Elsewhere, the worst may be over. By late April, most Indian states had announced stringent lockdowns.

The positivity rate, or the share of tests turning positive, peaked at more than 22% in early May and has since declined to 3.8%, even lower than the first-wave peak of 8.6%. This means India is reporting nearly as many new cases as it did at its 2020 peak, despite testing many more people.

Multiple statistical models predicted that the second wave would be on its way out by this time. Unlike last year, the second-wave curve has been steep in both its ascent and descent.

While daily new cases are down to a fourth of what it was at the second peak, fatalities have only halved. The daily death count peaked on 18 May, when it reached 4,529, the highest single-day rise ever recorded by a country. India’s daily toll remains at more than 2,000, several notches above the first-wave peak.

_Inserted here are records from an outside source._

PR #484, opened 2016-11-10
Aruha 400 schema compatibility modes

rcillo:
This PR introduces the concept of a schema compatibility mode and schema versioning.

The actual rules for changing a schema are not yet implemented in this PR. That's the next thing to be done in `CompatibleSchemaChangeConstraint` class.

Here you'll find some new validations when creating and updating an event type, as well as a new table for storing event type schemas.

I considered having two schema classes, one for creation/update and another for exhibition, much like it's done with `Subscription` and `SubscriptionBase` but it would be much harder here since it's nested inside `EventType` and such change would imply in the creation of `EventTypeBase` as well.

So I preferred to have some "nulls" around (for version and created_at fields) and handle them properly.


src/main/java/org/zalando/nakadi/service/EventTypeService.java
```diff
@@ -211,6 +208,11 @@ private void validateSchema(final EventType eventType) throws InvalidEventTypeEx
                 throw new InvalidEventTypeException("\"metadata\" property is reserved");
             }
 
+            if (eventType.getCompatibilityMode() == CompatibilityMode.DEPRECATED) {
+                throw new InvalidEventTypeException(
+                        "\"compatibility_mode\" should be either \"compatible\" or \"none\"");
```
v-stepanov: this is done because only old schemas will be "deprecated", and the new ones should never become "deprecated", right?

src/main/java/org/zalando/nakadi/validation/schema/DeprecatedSchemaChangeConstraint.java
```diff
@@ -0,0 +1,20 @@
+package org.zalando.nakadi.validation.schema;
+
+import org.zalando.nakadi.domain.CompatibilityMode;
+import org.zalando.nakadi.domain.EventType;
+
+import java.util.Optional;
+
+public class DeprecatedSchemaChangeConstraint implements SchemaEvolutionConstraint {
+    private final String errorMessage = "schema from an event types with deprecated compatibility mode cannot not be " +
```
v-stepanov: cannot not

database/nakadi/10_data/04_tables/03_event_type_schema.sql
```diff
@@ -0,0 +1,9 @@
+CREATE TABLE IF NOT EXISTS zn_data.event_type_schema (
+  ets_event_type_name varchar(255) NOT NULL REFERENCES zn_data.event_type (et_name),
+  ets_schema_object jsonb NOT NULL
+);
+
+CREATE INDEX ON zn_data.event_type_schema USING gin (ets_schema_object);
+
+CREATE INDEX ON zn_data.event_type_schema ((ets_schema_object->>'version'));
+CREATE INDEX ON zn_data.event_type_schema ((ets_schema_object->>'created_at'));
```
v-stepanov: I think you can also create unique index for pair (event-type-name, version). That will guarantee the uniqueness of that pair from DB point of view.

src/main/java/org/zalando/nakadi/service/EventTypeService.java
rcillo: @v-stepanov correct. Also, deprecated schemas should not be upgradable to compatible neither become "none". At least in this PR. There is another ticket to allow for upgrading a deprecated schema into one of the other two options. It will be done next and will require some additional checks.

src/main/java/org/zalando/nakadi/repository/db/EventTypeDbRepository.java
```diff
@@ -70,6 +85,13 @@ public void update(final EventType eventType) throws InternalNakadiException {
         }
     }
 
+    private void insertEventTypeSchema(final EventType eventType) throws JsonProcessingException {
+        jdbcTemplate.update(
+                "INSERT INTO zn_data.event_type_schema (ets_event_type_name, ets_schema_object ) VALUES (?, ?::jsonb)",
```
v-stepanov: extra space before the closing bracket 
`ets_schema_object )`

src/main/java/org/zalando/nakadi/repository/db/EventTypeDbRepository.java
```diff
@@ -31,14 +35,18 @@ public EventTypeDbRepository(final JdbcTemplate jdbcTemplate, final ObjectMapper
     }
 
     @Override
+    @Transactional
```
rcillo: Added to remove fd4709b

My goal with this annotation is to make sure that we do not have "half-done" operations. I mean, that insertion into event_type works but then insertion into "schema" fails. With this annotation it should commit only after both operations are done or none (rollback).

database/nakadi/10_data/04_tables/03_event_type_schema.sql
rcillo: Done 75cc73f

src/acceptance-test/java/org/zalando/nakadi/repository/db/AbstractDbRepositoryTest.java
```diff
@@ -20,10 +20,10 @@
     protected JdbcTemplate template;
     protected Connection connection;
     protected ObjectMapper mapper;
-    protected String repositoryTable;
+    protected String[] dependencyTables;
 
-    public AbstractDbRepositoryTest(final String repositoryTable) {
-        this.repositoryTable = repositoryTable;
+    public AbstractDbRepositoryTest(final String[] dependencyTables) {
```
rcillo: I am Java coder from 2000's 👴

src/acceptance-test/java/org/zalando/nakadi/webservice/UserJourneyAT.java
```diff
@@ -164,6 +173,17 @@ public void userJourneyM1() throws InterruptedException, IOException {
                 .statusCode(NOT_FOUND.value());
     }
 
+    private String getUpdateEventType() throws IOException {
```
v-stepanov: What's the story here? Why you had to create this method? Is it because created_at should not be changed?

rcillo: @v-stepanov correct.

v-stepanov: Can user just skip this field when doing an update?

src/test/java/org/zalando/nakadi/utils/EventTypeTestBuilder.java
```diff
@@ -119,10 +127,23 @@ public EventTypeTestBuilder readScopes(final Set<String> readScopes) {
...
+        this.compatibilityMode = compatibilityMode;
+        return this;
+    }
+
+    public EventTypeTestBuilder version(final String version) {
+        final EventTypeSchema schema = new EventTypeSchema();
+        schema.setSchema(this.schema.getSchema());
+        schema.setVersion(new Version(version));
+        this.schema = schema;
+        return this;
```
v-stepanov: why not just
```java
this.schema.setVersion(new Version(version));
return this;
```

src/acceptance-test/java/org/zalando/nakadi/webservice/UserJourneyAT.java
rcillo: @v-stepanov done 83735e3

src/test/java/org/zalando/nakadi/validation/SchemaEvolutionServiceTest.java
```diff
@@ -0,0 +1,78 @@
...
+
+        verify(evolutionConstraint).validate(oldEventType, newEventType);
+    }
+
+    @Test
+    public void checksJsonSchemaConstraints() throws Exception {
+        final JSONArray invalidTestCases = new JSONArray(
+                readFile("org/zalando/nakadi/validation/invalid-json-schema-examples.json"));
+
+        for(final Iterator<Object> i = invalidTestCases.iterator(); i.hasNext();) {
```
v-stepanov: Hm... I don't know if using iterator makes sense here, because usual foreach loop will do pretty fine here, and using iterator just makes code more complicated.

src/test/java/org/zalando/nakadi/utils/EventTypeTestBuilder.java
rcillo: @v-stepanov you are right, actually it was unnecessary. Just removed it 2c5e72d

src/test/java/org/zalando/nakadi/validation/SchemaEvolutionServiceTest.java
rcillo: @v-stepanov done. I just actually needed to do some casting 8e1eb3d

I hate manipulating json in java.

src/main/java/org/zalando/nakadi/domain/EventTypeSchema.java
```diff
@@ -37,6 +46,24 @@ public void setSchema(final String schema) {
         this.schema = schema;
     }
 
+    @Nullable
```
rcillo: @v-stepanov Correct. I think it should be like so. If a null shows up it means that there is a bug in the code. It should not be treated. NullPointer whould raise and we should fix the root cause.

v-stepanov: If this property being a null ia a bug situation, then why is it marked as `@Nullable` ?

rcillo: @v-stepanov I tried to explain in the PR description. EventTypeSchema might have `null` `version` and `createdAt` fields when updating. If a user is publishing a new schema, it doesn't have a version yet, because Nakadi will automatically generate such version for the user.

So, even though getting this attribute might lead to `null`, hence the `@Nullable`, it should never be so in actual usages, because we would have set it to some value automatically. That's what I mean by if a null shows up, then it's a bug.

It doesn't make sense to treat "nulls" since that would be silently covering a bug (if we failed to automatically set the version, for example).

rcillo: I'll give a try on implementing an EventTypeBase and EventTypeSchemaBase

database/migration/aruha-400-schema-evolution.sql
```diff
@@ -0,0 +1,24 @@
...
+CREATE INDEX ON zn_data.event_type_schema USING gin (ets_schema_object);
+
+CREATE INDEX ON zn_data.event_type_schema ((ets_schema_object->>'version'));
+CREATE INDEX ON zn_data.event_type_schema ((ets_schema_object->>'created_at'));
+
+CREATE UNIQUE INDEX ON zn_data.event_type_schema ((ets_schema_object->>'version'),
+                                                  (ets_event_type_name));
+
+UPDATE zn_data.event_type
+SET et_event_type_object  = jsonb_set(et_event_type_object, '{schema,version}', '"1.0.0"', false);
```
adyach: jsonb_set is only for postgres 9.5. in production we use 9.4 :(

src/main/java/org/zalando/nakadi/domain/Version.java
```diff
@@ -0,0 +1,51 @@
+package org.zalando.nakadi.domain;
+
+import com.fasterxml.jackson.annotation.JsonCreator;
+import com.fasterxml.jackson.annotation.JsonValue;
+
+public class Version {
+    private final int major;
```
adyach: I agree that it is more clear to have versions as integers but from other side you never use them in the code and all these housekeeping work requires resources + we claim that we use `semantic versioning` which support string at patch level. We can just use String inside that object and extend it if necessary, wdyt?

rcillo: I think it's going to help in the next story which will manipulate the version number. We already use for implementing comparison. If at the end we see that it was not useful, I can easily change it.

database/migration/aruha-400-schema-evolution.sql
rcillo: Hun, that's a problem. I just checked AWS documentation and they claim to have 9.5. Maybe we are using an outdated Postgres? I prefer to upgrade it than change the code =)

src/main/java/org/zalando/nakadi/validation/schema/ChangeVersionAndCreatedAtConstraint.java
```diff
@@ -0,0 +1,20 @@
...
+
+import java.util.Optional;
+
+public class ChangeVersionAndCreatedAtConstraint implements SchemaEvolutionConstraint {
+
+    @Override
+    public Optional<SchemaEvolutionIncompatibility> validate(final EventType original, final EventType eventType) {
+        if (original.getSchema().equals(eventType.getSchema())) {
+            if (!original.getSchema().getVersion().equals(eventType.getSchema().getVersion())) {
+                return Optional.of(new SchemaEvolutionIncompatibility("changing schema version is not allowed"));
```
rcillo: Sounds good. I'm gonna give a try.

database/migration/aruha-400-schema-evolution.sql
rcillo: @adyach I'm going to update it so =) it's about time.

src/main/java/org/zalando/nakadi/validation/schema/ChangeVersionAndCreatedAtConstraint.java
rcillo: @adyach I end up removing this class in my latest change. I introduced two new classes EventTypeBase and EventTypeSchemaBase which removes the need for this class, since it made it impossible for users to change attributes we don't want them to change.

adyach: @rcillo I meant in general for classes like *Constraint.java :)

A decline in infections typically reflects in the death count with a lag of two to three weeks. Several states are also reporting past deaths with a delay.

Meanwhile, economic activity is inching up again. The Nomura Business Resumption Index, which takes into account several high-frequency indicators, has risen from 60.2 at its lowest in May to 69.7, with 100 denoting pre-pandemic activity.

However, states will be wary: active cases remain high at 1.3 million, 28% more than the 2020 peak.